# AsF5 Lewis structure

AsF5 (arsenic pentafluoride) has one arsenic atom and five fluorine atoms.

In AsF5 Lewis structure, there are five single bonds around the arsenic atom, with five fluorine atoms attached to it, and on each fluorine atom, there are three lone pairs.

Contents

## Steps

Use these steps to correctly draw the AsF5 Lewis structure:

#1 First draw a rough sketch
#2 Mark lone pairs on the atoms
#3 Calculate and mark formal charges on the atoms, if required

Let’s discuss each step in more detail.

### #1 First draw a rough sketch

• First, determine the total number of valence electrons

In the periodic table, arsenic lies in group 15, and fluorine lies in group 17.

Hence, arsenic has five valence electrons and fluorine has seven valence electrons.

Since AsF5 has one arsenic atom and five fluorine atoms, so…

Valence electrons of one arsenic atom = 5 × 1 = 5
Valence electrons of five fluorine atoms = 7 × 5 = 35

And the total valence electrons = 5 + 35 = 40

• Second, find the total electron pairs

We have a total of 40 valence electrons. And when we divide this value by two, we get the value of total electron pairs.

Total electron pairs = total valence electrons ÷ 2

So the total electron pairs = 40 ÷ 2 = 20

• Third, determine the central atom

We have to place the least electronegative atom at the center.

Since arsenic is less electronegative than fluorine, assume that the central atom is arsenic.

Therefore, place arsenic in the center and fluorines on either side.

• And finally, draw the rough sketch

### #2 Mark lone pairs on the atoms

Here, we have a total of 20 electron pairs. And five As — F bonds are already marked. So we have to only mark the remaining fifteen electron pairs as lone pairs on the sketch.

Also remember that arsenic is a period 4 element, so it can keep more than 8 electrons in its last shell. And fluorine is a period 2 element, so it can not keep more than 8 electrons in its last shell.

Always start to mark the lone pairs from outside atoms. Here, the outside atoms are fluorines.

So for each fluorine, there are three lone pairs, and for arsenic, there is zero lone pair because all fifteen electron pairs are over.

Mark the lone pairs on the sketch as follows:

### #3 Calculate and mark formal charges on the atoms, if required

Use the following formula to calculate the formal charges on atoms:

Formal charge = valence electrons – nonbonding electrons – ½ bonding electrons

For arsenic atom, formal charge = 5 – 0 – ½ (10) = 0

For each fluorine atom, formal charge = 7 – 6 – ½ (2) = 0

Here, both arsenic and fluorine atoms do not have charges, so no need to mark the charges.

In the above structure, you can see that the central atom (arsenic) forms an octet.
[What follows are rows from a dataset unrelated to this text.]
PR #4311, opened 2022-12-18
Spelling Updates Batch 4

kingthorin:
Cherry picked from: https://github.com/zaproxy/zap-extensions/pull/3083 and rebased current.

For this one, I reverted the "pluggable" change in quickstart as it was only half done (variable names but not classes, etc). I'm not sure the "pending" change is worth keeping, so I can roll it back if wanted/needed just let me know.

### DIFF
--- a/addOns/portscan/src/main/resources/org/zaproxy/zap/extension/portscan/resources/Messages.properties
+++ b/addOns/portscan/src/main/resources/org/zaproxy/zap/extension/portscan/resources/Messages.properties
@@ -362,7 +362,7 @@ ports.port.461                        = DataRampSrv
 ports.port.462                        = DataRampSrvSec
 ports.port.463                        = alpes
 ports.port.464                        = kpasswd
-ports.port.465                        = URL Rendesvous Directory for SSM
+ports.port.465                        = URL Rendezvous Directory for SSM
 ports.port.466                        = digital-vrc
 ports.port.467                        = mylex-mapd
 ports.port.468                        = proturis
@@ -737,4 +737,3 @@ ports.port.997                        =
 ports.port.998                        = 
 ports.port.999                        = 
 ports.port.unknown                    = Unknown
-
--- a/addOns/plugnhack/CHANGELOG.md
+++ b/addOns/plugnhack/CHANGELOG.md
@@ -7,6 +7,9 @@ The format is based on [Keep a Changelog](https://keepachangelog.com/en/1.0.0/).
 ### Fixed
 - Prevent exception if no display (Issue 3978).
 
+### Changed
+- Maintenance changes.
+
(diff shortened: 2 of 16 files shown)


addOns/jython/src/main/java/org/zaproxy/zap/extension/jython/JythonOptionsPanel.java
```diff
@@ -114,7 +114,7 @@ public void validateParam(Object object) throws Exception {
             if (!modulesPath.exists()) {
                 throw new NoSuchFileException(
                         Constant.messages.getString(
-                                "jython.options.error.modulepath.notexist", modulesPath));
+                                "jython.options.error.modulepath.nonexistent", modulesPath));
```
thc202, line 117: Same as https://github.com/zaproxy/zap-extensions/pull/4306#discussion_r1050796248

thc202:
Agreed.

addOns/portscan/src/main/resources/org/zaproxy/zap/extension/portscan/resources/Messages.properties
```diff
@@ -362,7 +362,7 @@ ports.port.461                        = DataRampSrv
 ports.port.462                        = DataRampSrvSec
 ports.port.463                        = alpes
 ports.port.464                        = kpasswd
-ports.port.465                        = URL Rendesvous Directory for SSM
+ports.port.465                        = URL Rendezvous Directory for SSM
```
thc202, line 365: This is the only one worth keeping, see comment `Port descriptions taken …`.

kingthorin:
Done

kingthorin:
Crap, messed up my branches. Gimme a few to fix this.

kingthorin:
Done, again.

thc202:
Thank you!

thc202 (approved):

addOns/jython/src/main/java/org/zaproxy/zap/extension/jython/JythonOptionsPanel.java
jsoref: Similarly, `nonexistent` is a word, whereas the phrase would really be `does not exist` with punctuation of sorts.

Again, no attachment to it, but, just why a spelling set will include it.

psiinon (approved):

addOns/jython/src/main/java/org/zaproxy/zap/extension/jython/JythonOptionsPanel.java
kingthorin: Thanks for clarifying josh, I think the thing here was more that the key name was changed but not the associated text, which seemed a bit incongruent.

And the outside atoms (fluorines) also form an octet. Hence, the octet rule is satisfied.

Therefore, this structure is the stable Lewis structure of AsF5.

## FAQs

### What are the valence electrons for AsF5?

AsF5 has one arsenic atom and five fluorine atoms.

The valence electrons for AsF5 can be determined by adding the valence electrons of the constituent atoms.

Arsenic has 5 valence electrons, and each fluorine atom has 7 valence electrons. Therefore, AsF5 has a total of 5(1) + 7(5) = 40 valence electrons.

### Does AsF5 satisfy the octet rule?

In AsF5 Lewis structure, arsenic has 10 electrons (expanded octet) and each fluorine has 8 electrons.

Now arsenic is a period 4 element, meaning that it can hold more than 8 electrons in its last shell, so an expanded octet of the arsenic atom is okay.

Hence, both arsenic and fluorine satisfy the octet rule in AsF5 Lewis structure.

### How many lone pairs does arsenic have in AsF5?

In AsF5 Lewis structure, the central atom (arsenic) is surrounded by five fluorine atoms, and each fluorine atom makes a single bond with the arsenic atom.

Remember that while drawing Lewis structures, the lone pairs are always marked on the outside atoms first and then, on the central atom.

So, each fluorine in AsF5 has three lone pairs and the central atom (arsenic) has zero lone pair.